Local cinematographer turns his focus to Ballard wildlife

A local videographer has taken up filming Ballard wildlife (and farm animals).

Ballardite Mike Geyer, who describes himself as an amateur cinematographer, started his foray into filmmaking during the pandemic. He told My Ballard he studied filmmaking on YouTube, practiced his aesthetic skills, and started to make his own short films using his iPhone and a drone.

Geyer’s background is as a technology consultant for Adobe and says he loves the intersection of storytelling and technology. He says he got into it when making short home videos about his kids.

“While I’d love to film my kids (currently Ballard High School junior and freshman), I’ll find more receptive subjects in our lovely and interesting neighborhood,” Geyer said.

“Louie, our 7-year-old labradoodle who sees my filming projects as a great excuse to walk together in Golden Gardens, Shilshole Marina, etc., and our two backyard/free range ducks (Joey and Chandler, both girls, both 3 years old, both pandemic babies!) tend to be the most frequent ‘stars’ in my films.  Not only are they, along with our location, visually interesting, they help carry a story along.”

Joey and Chandler are the stars of Geyer’s latest film, “How to Duck.”

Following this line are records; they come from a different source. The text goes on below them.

PR #100, opened 2026-05-22
SAV-5705: create Dialog component

saukaite:
## 🔗 Task

https://jira.registrucentras.lt/jira/browse/SAV-5705

## 🧾 Summary

This is generic, basic `Dialog` component which can have custom `title`, `children`, `actions`. There're 3 size options: `sm`, `md` (default), `lg`.

Exact styling as the task needs will be applied separately (as the new component) by using this Dialog component as the base.

## 📸 Screenshots

Storybook: https://ses-react-storybook.registrucentras.lt/preview/SAV-5705-create-reusable-dialog-component/?path=/docs/components-overlays-dialog--docs

image

## ✅ Checklist

* [x] Tests added/updated

## ⚠️ Risks

N/A as component is not used yet.

### DIFF
--- a/src/components/overlays/Dialog/index.test.tsx
+++ b/src/components/overlays/Dialog/index.test.tsx
@@ -43,6 +43,24 @@ describe('RcSesDialog', () => {
     expect(paper).toHaveStyle({ width: '600px' })
   })
 
+  it('should apply small size (480px)', () => {
+    render(
+      <RcSesDialog open size='sm' dialogTitle='Test Title' actions={<Button>Close</Button>} />,
+    )
+
+    const paper = document.querySelector('.MuiDialog-paper')
+    expect(paper).toHaveStyle({ width: '480px' })
+  })
+
+  it('should apply large size (800px)', () => {
+    render(
+      <RcSesDialog open size='lg' dialogTitle='Test Title' actions={<Button>Close</Button>} />,
+    )
+
+    const paper = document.querySelector('.MuiDialog-paper')
+    expect(paper).toHaveStyle({ width: '800px' })
+  })
+
   it('should render ReactNode as title', () => {
     render(
       <RcSesDialog
--- a/src/components/overlays/Dialog/index.test.tsx
+++ b/src/components/overlays/Dialog/index.test.tsx
@@ -1,0 +1,57 @@
+import { Button } from '@mui/material'
+import { render, screen } from '@testing-library/react'
+import { describe, expect, it } from 'vitest'
+
+import RcSesDialog from './index'
+
+describe('RcSesDialog', () => {
+  it('should render dialog title', () => {
+    render(<RcSesDialog open dialogTitle='Test Title' actions={<Button>Close</Button>} />)
+
+    expect(screen.getByText('Test Title')).toBeInTheDocument()
+  })
+
+  it('should render children when provided', () => {
+    render(
+      <RcSesDialog open dialogTitle='Test Title' actions={<Button>Close</Button>}>
+        Test Content
+      </RcSesDialog>,
+    )
+
+    expect(screen.getByText('Test Content')).toBeInTheDocument()
+  })
+
+  it('should not render DialogContent when children are not provided', () => {
+    render(<RcSesDialog open dialogTitle='Test Title' actions={<Button>Close</Button>} />)
+
+    const dialogContent = document.querySelector('.MuiDialogContent-root')
+    expect(dialogContent).not.toBeInTheDocument()
+  })
+
+  it('should render actions', () => {
+    render(
+      <RcSesDialog open dialogTitle='Test Title' actions={<Button>Submit</Button>} />,
+    )
+
+    expect(screen.getByText('Submit')).toBeInTheDocument()
+  })
+
+  it('should apply medium size by default', () => {
+    render(<RcSesDialog open dialogTitle='Test Title' actions={<Button>Close</Button>} />)
+
+    const paper = document.querySelector('.MuiDialog-paper')
+    expect(paper).toHaveStyle({ width: '600px' })
+  })
+
+  it('should render ReactNode as title', () => {
+    render(
+      <RcSesDialog
+        open
+        dialogTitle={<h2>Custom Title Element</h2>}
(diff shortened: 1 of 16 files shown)


src/components/overlays/Dialog/index.tsx
```diff
@@ -0,0 +1,85 @@
...
+  dialogTitle,
+  children,
+  actions,
+  onClose,
+  size = 'md',
+  ...props
+}: RcSesDialogProps) {
+  const dialogWidth = SIZE_MAP[size]
+  const titleId = useId()
+  const contentId = useId()
```
saukaite, line 36: This allows to assign `id` to elements, so that screen readers can find it by `id` and read the content.

src/components/overlays/Dialog/index.tsx
```diff
@@ -0,0 +1,85 @@
...
+  sm: '480px',
+  md: '600px',
+  lg: '800px',
+}
+
+export interface RcSesDialogProps extends Omit<MuiDialogProps, 'children' | 'title'> {
+  dialogTitle: string | ReactNode
+  children?: ReactNode
+  actions: ReactNode
+  size?: DialogSize
```
saukaite, line 23: I think `dialogTitle` and `actions` should always be required.

src/components/overlays/Dialog/index.tsx
```diff
@@ -0,0 +1,85 @@
...
+}: RcSesDialogProps) {
+  const dialogWidth = SIZE_MAP[size]
+  const titleId = useId()
+  const contentId = useId()
+
+  return (
+    <MuiDialog
+      onClose={onClose}
+      {...props}
+      maxWidth={false}
```
saukaite, line 42: MUI's default `maxWidth` is 600px, need to set it to `false`, as we want to have `large` modal which is 800px.

src/components/overlays/Dialog/index.tsx
```diff
@@ -0,0 +1,85 @@
...
+    >
+      <DialogTitle
+        id={titleId}
+        sx={{
+          display: 'flex',
+          justifyContent: 'space-between',
+          alignItems: 'flex-start',
+          fontSize: '24px',
+          lineHeight: '32px',
+          padding: '2rem 2rem 1rem !important',
```
saukaite, line 55: `!important` is ugly, but I need to override the styles and I don't want to change `MuiDialog.ts`, because as I understand `ses-ui` would inherit these styling overrides as they use MUI Dialog in custom components.

src/components/overlays/Dialog/index.tsx
tomas562: maybe not in generic component. we can go stricter path for components built on top of this component?

src/components/overlays/Dialog/index.tsx
tomas562: good point!

src/components/overlays/Dialog/index.tsx
tomas562: RcSesDialogProps extends MuiDialogProps, so consumers can pass PaperProps or maxWidth - but both are set after the spread and will silently win.
Maybe correct type would be 
```
export interface RcSesDialogProps extends Omit<MuiDialogProps, 'children' | 'title' | 'PaperProps' | 'maxWidth'>
```
didn't try it. Just idea looking at the code. plz investigate

src/components/overlays/Dialog/index.test.tsx
tomas562, line 1: Tests only cover the default md size
There are no tests for sm(480px) or lg(800px). The size-mapping logic is simple but worth a quick assertion to prevent regressions..

src/stories/components/overlays/Dialog.stories.tsx
```diff
@@ -0,0 +1,276 @@
...
+    layout: 'centered',
+  },
+  tags: ['autodocs'],
+}
+
+export default meta
+type Story = StoryObj<{
+  dialogTitle: string
+  size?: 'sm' | 'md' | 'lg'
+}>
```
tomas562: Story type loses full component props. Should be StoryObj<typeof RcSesDialog> so all component props appear in the Storybook controls panel.

src/components/overlays/Dialog/index.tsx
```diff
@@ -0,0 +1,85 @@
...
+
+  return (
+    <MuiDialog
+      onClose={onClose}
+      {...props}
+      maxWidth={false}
+      PaperProps={{ sx: { width: dialogWidth, borderRadius: '16px' } }}
+      aria-labelledby={titleId}
+      aria-describedby={children ? contentId : undefined}
+      aria-modal
```
tomas562: already set by MUI's Dialog internally

src/components/overlays/Dialog/index.tsx
tomas562:
```suggestion
const contentId = children ? useId() : undefined
```

src/components/overlays/Dialog/index.tsx
saukaite: But without title and actions component would not be functional at all? 🤔

saukaite: I'm thinking from the functionality perspective, which props are must for the component to be meaningful

src/components/overlays/Dialog/index.tsx
saukaite: Good point, makes sense to omit them so that these props can be controlled only by the component. If we see any need, we can later allow partial control of e.g. `PaperProps` .

TS error appears if omitted:

Image

src/components/overlays/Dialog/index.tsx
saukaite: Good catch, seems to be redundant then 🧹

src/components/overlays/Dialog/index.tsx
tomas562: I see some possible variations witch could be created from this component. but maybe you are right. It would be overengineering since there is no such need at the moment. We can easily make it optional in the future without any breaking changes

tomas562 (approved):
LGTM

PR #106, opened 2026-06-12
Update: Pencil icon weight option

TautvydasBliudzius:
## 🧾 Summary

Updated PencilSimpleLineIcon to support the weight prop and forward it to the underlying Phosphor icon component.

- Added weight prop support to PencilSimpleLineIcon.
- Changed the default icon weight from 'fill' to 'regular'.
- Icons can now be rendered with different Phosphor weights (e.g. regular, fill, bold, duotone) when needed.
- Preserved backward compatibility by using 'regular' as the fallback value when weight is not provided.

## 📸 Screenshots

image

## ✅ Checklist

* [ ] Tests added/updated
* [+] UI matches approved design (Figma)
* [+] Accessibility reviewed (keyboard navigation, labels, semantics)

## ⚠️ Risks

- Existing consumers that relied on the icon being rendered with the fill variant by default will now receive the regular variant unless they explicitly pass weight="fill".
- Minor visual differences may appear in places where the icon was previously expected to be filled.

### DIFF
--- a/src/assets/icons/PencilSimpleLineIcon.tsx
+++ b/src/assets/icons/PencilSimpleLineIcon.tsx
@@ -6,7 +6,7 @@ function PencilSimpleLineIcon({
   className,
   fillColor,
   size = 24,
-  weight,
+  weight = 'regular',
   ...rest
 }: IconProps) {
   return (
@@ -14,7 +14,7 @@ function PencilSimpleLineIcon({
       {...rest}
       className={className}
       size={size}
-      weight={weight || 'regular'}
+      weight={weight}
       color={fillColor}
     />
   )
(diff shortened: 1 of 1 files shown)


src/assets/icons/PencilSimpleLineIcon.tsx
```diff
@@ -2,13 +2,19 @@ import { PencilSimpleLineIcon as PencilSimpleLine } from '@phosphor-icons/react'
...
+}: IconProps) {
   return (
     <PencilSimpleLine
       {...rest}
       className={className}
       size={size}
-      weight='fill'
+      weight={weight || 'regular'}
       color={fillColor}
     />
```
tomas562, line 19: Let's keep same pattern like in other icons

```suggestion
function PencilSimpleLineIcon({
  className,
  fillColor,
  size = 24,
  weight = 'regular',
  ...rest
}: IconProps) {
  return (
    <PencilSimpleLine
      {...rest}
      className={className}
      size={size}
      weight={weight}
      color={fillColor}
    />
  )
}
```

tomas562 (approved):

Geyer said his inspiration comes from the notion that “art is the transfer of emotion of time and space.”

He says he’s inspired by the beauty of Ballard, “especially in the ‘nooks and crannies’ – those places where we tend to walk past and are only seen when you take a slower stroll and let your focus drift off for a moment or two.

“I look for unusual, yet perfectly acceptable, places to explore. Ballard’s alleys, our little parks and beaches, the gritty train tracks between Market Street and Salmon Bay, the glasses hanging at Kiss Café, the locks, Sunday Market, every single aisle in Ballard Reuse. I’ll walk around, as if I’m wearing a suit made of fly paper, and see what sticks. Maybe there’s a story, a something? So, I walk around. I’ll shoot a little something, tuck it into my pocket like it’s a found puzzle piece and hope to put it together and share it with you.”

Geyer says the storytelling desire is deep within him, almost primal.

“From what I have learned, this is as common human desire that goes back to cave paintings and telling stories by a fire.”

Geyer publishes all his work on his YouTube channel. His latest work? “A lovely red woodpecker” that he came upon at Golden Gardens Park.